Red Flags the IRS Will Be Looking for on 2019 Tax Returns

Red Flags the IRS Will Be Looking for on 2019 Tax Returns

As a seasoned SEO expert at Google, conducting a thorough analysis of tax return submissions is crucial to ensure accuracy and compliance. This article will highlight specific red flags that may trigger an IRS audit or in-depth review on 2019 tax returns. These flags are essential to be aware of to avoid unnecessary scrutiny and potential complications.

Understanding the Red Flags

The Internal Revenue Service (IRS) employs various strategies to ensure tax compliance, and part of this involves identifying specific red flags that may indicate potential issues. Here, we delve into the common red flags and explain how they can affect your tax return:

New Provisions: Child Tax Credit and Legal Residence

One of the notable changes in tax regulations during 2019 surrounded the Child Tax Credit. For individuals claiming the child tax credit, it is critical to ensure the child is a legal resident with a valid permanent residence permit and a Social Security card. The Social Security card is particularly important, as it must state acceptable for employment even if the child is underage. If the card states not legal for employment, the child is not eligible for the credit. It's important to note that if no additional information is printed on the card, the child is still eligible to claim the credit, provided they otherwise meet the qualifications.

However, if the child's Social Security situation has changed, but the old card still includes the legend: before the filing date, a new card without this label must be obtained. This ensures that all necessary documentation is up-to-date and compliant with current tax regulations.

Common Red Flags for 2019 Tax Returns

While the IRS has been understaffed due to recent governmental actions, the potential for audits is still prevalent. Regardless of the overall numbers, several situations may trigger an in-depth review or audit. Some common red flags include:

Self-Employed Individuals with Perfect Numbers for EITC, CTC, and ACTC

Self-employed taxpayers who hit the 'sweet spot' for the Earned Income Tax Credit (EITC), Child Tax Credit (CTC), and Additional Child Tax Credit (ACTC) should be wary. If these numbers appear too perfect, it may raise suspicion. This is because the credits are frequently misspelled or improperly calculated, which may indicate an attempt at fraud.

Lack of Documentation for Educational Credits

The presence of educational credits often raises questions if the 1098-T form is not submitted. If this form is missing, it may trigger a second look by the IRS. This form provides crucial information about tuition and fees paid by the taxpayer or their dependent, which is necessary for claiming these credits.

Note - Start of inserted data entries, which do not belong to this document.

PR #1341, opened 2026-04-17
Button Config - Manipulate what buttons shouldn't appear on a card

the-Astra:
Allows defining a `button_config` table on card or ConsumableType objects that allow for manipulation of what buttons shouldn't appear on a card, primarily used for suppressing `buy_and_use`, `use`, and `sell` (for whatever sick individual might wanna do that for whatever reason)

Example:
```
button_config = {
   use = false -- Suppresses Use button on this card/card with this ConsumableType
}
```

You do not need to define a field as true for buttons to appear

## Additional Info:

### DIFF
--- a/lovely/buttons.toml
+++ b/lovely/buttons.toml
@@ -1,0 +1,86 @@
+[manifest]
+version = "1.0.0"
+dump_lua = true
+priority = -10
+
+# Buy and Use in shop config
+[[patches]]
+[patches.pattern]
+target = 'functions/UI_definitions.lua'
+pattern = '''
+if card.ability.consumeable then --and card:can_use_consumeable(true, true)
+'''
+position = 'at'
+payload = '''
+if card.ability.consumeable --and card:can_use_consumeable(true, true)
+    and (not card.config.center.button_config or card.config.center.button_config.buy_and_use ~= false)
+    and (not SMODS.ConsumableTypes[card.ability.set] or not SMODS.ConsumableTypes[card.ability.set].button_config or SMODS.ConsumableTypes[card.ability.set].button_config.buy_and_use ~= false ) then
+'''
+match_indent = true
+
+# Use and Sell Config
+[[patches]]
+[patches.pattern]
+target = "functions/UI_definitions.lua"
+pattern = '''
+local t = {
+  n=G.UIT.ROOT, config = {padding = 0, colour = G.C.CLEAR}, nodes={
+    {n=G.UIT.C, config={padding = 0.15, align = 'cl'}, nodes={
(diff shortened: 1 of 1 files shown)


lovely/buttons.toml
```diff
@@ -0,0 +1,86 @@
...
+      }},
+    }},
+}}
+'''
+position = "before"
+payload = '''
+if (card.config.center.button_config and type(card.config.center.button_config) == 'table')
+    or (SMODS.ConsumableTypes[card.ability.set] and SMODS.ConsumableTypes[card.ability.set].button_config and type(SMODS.ConsumableTypes[card.ability.set].button_config) == 'table') then
+    local button_config = card.config.center.button_config or SMODS.ConsumableTypes[card.ability.set].button_config
+    print(button_config)
```
Aurelius7309: Please remove debug prints

lovely/buttons.toml
```diff
@@ -0,0 +1,86 @@
...
+'''
+position = 'before'
+payload = '''
+if (card.config.center.button_config and type(card.config.center.button_config) == 'table')
+    or (SMODS.ConsumableTypes[card.ability.set] and SMODS.ConsumableTypes[card.ability.set].button_config and type(SMODS.ConsumableTypes[card.ability.set].button_config) == 'table') then
+    local button_config = card.config.center.button_config or SMODS.ConsumableTypes[card.ability.set].button_config
+    print(button_config)
+
+    for k, v in button_config do
+        if not v and base_attach.children[k] then
```
Aurelius7309: Should this explicitly check for `false`? It doesn't matter logic-wise but it's good for consistency and makes it easier to see what this is doing

Aurelius7309 (commented):
See comments. lgtm otherwise

lovely/buttons.toml
the-Astra: Checking for `not` would also remove the button if the value is `nil` (which would be default), and since `false ~= nil`, it's the best case to check for `false` here

Aurelius7309: I'm saying it doesn't matter because `nil` counts as the value not being set, thus not being part of the loop. More importantly though, this is missing `pairs`

the-Astra: I don't know why someone would use it, but this check will also circumvent any unintended behavior caused by someone using `true` as the config entry. Also I fixed the missing pairs, whoops

Aurelius7309: So then why doesn't it check for `false`?

Aurelius7309:
It's probably a good idea for this to use `SMODS.merge_defaults` for the consumable type default in the same way that `prefix_config` works.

Claiming Step Children and Self-Employed Taxpayers with Minimal Expenses

Claiming a step child without supporting documentation can be a red flag, as the IRS may question the legitimacy of the claim. Additionally, self-employed taxpayers who report little to no expenses on their tax returns may be scrutinized more closely. This scenario raises questions about their claim of legitimacy as a business entity and can lead to further examination.

Strategies to Avoid Audit Triggers

To minimize the risk of triggering an audit or in-depth review, it's essential to keep meticulous records and ensure all documentation is correct and up-to-date. Regularly reviewing and organizing tax documents can help identify and correct any potential issues before submission. Utilizing tax preparation software or consulting with a tax professional can also provide additional peace of mind and compliance assurance.

As the IRS continues to adapt to changing tax laws and regulations, it's crucial for tax filers to stay informed. By understanding the common red flags and taking appropriate precautions, taxpayers can submit accurate and compliant tax returns and avoid unnecessary scrutiny.